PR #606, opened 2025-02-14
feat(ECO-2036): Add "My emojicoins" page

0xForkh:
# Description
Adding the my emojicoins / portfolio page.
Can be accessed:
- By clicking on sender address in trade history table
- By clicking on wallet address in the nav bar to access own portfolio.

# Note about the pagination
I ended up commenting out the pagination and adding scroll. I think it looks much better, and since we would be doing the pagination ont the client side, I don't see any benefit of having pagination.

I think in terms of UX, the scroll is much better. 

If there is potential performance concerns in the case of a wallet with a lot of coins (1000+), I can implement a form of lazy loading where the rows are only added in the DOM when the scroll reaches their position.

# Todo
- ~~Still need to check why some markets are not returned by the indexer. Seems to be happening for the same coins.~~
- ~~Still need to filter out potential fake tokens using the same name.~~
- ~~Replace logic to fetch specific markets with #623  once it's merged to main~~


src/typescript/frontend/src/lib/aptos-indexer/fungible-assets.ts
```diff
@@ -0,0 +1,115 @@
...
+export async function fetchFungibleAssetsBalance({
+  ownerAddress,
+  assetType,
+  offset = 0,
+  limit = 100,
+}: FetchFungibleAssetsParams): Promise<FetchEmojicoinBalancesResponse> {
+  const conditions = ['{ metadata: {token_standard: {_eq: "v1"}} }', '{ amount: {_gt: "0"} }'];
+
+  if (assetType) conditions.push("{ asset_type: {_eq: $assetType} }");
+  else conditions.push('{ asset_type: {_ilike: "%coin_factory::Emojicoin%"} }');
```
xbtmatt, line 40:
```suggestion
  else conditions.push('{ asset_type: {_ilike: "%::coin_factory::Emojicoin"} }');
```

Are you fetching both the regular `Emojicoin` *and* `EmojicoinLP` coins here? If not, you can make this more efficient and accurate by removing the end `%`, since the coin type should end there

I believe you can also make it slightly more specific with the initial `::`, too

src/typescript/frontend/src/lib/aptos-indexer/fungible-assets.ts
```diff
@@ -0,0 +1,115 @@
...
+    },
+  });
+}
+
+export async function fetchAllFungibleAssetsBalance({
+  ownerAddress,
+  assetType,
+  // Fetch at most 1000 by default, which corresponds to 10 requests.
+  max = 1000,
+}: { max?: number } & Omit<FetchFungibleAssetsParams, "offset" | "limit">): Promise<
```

### [ACTION ITEM]
Bring together each line above where the string "since" turns up.

### [WRITTEN RESPONSE]
I ended up commenting out the pagination and adding scroll. I think it looks much better, and since we would be doing the pagination ont the client side, I don't see any benefit of having pagination.
Are you fetching both the regular `Emojicoin` *and* `EmojicoinLP` coins here? If not, you can make this more efficient and accurate by removing the end `%`, since the coin type should end there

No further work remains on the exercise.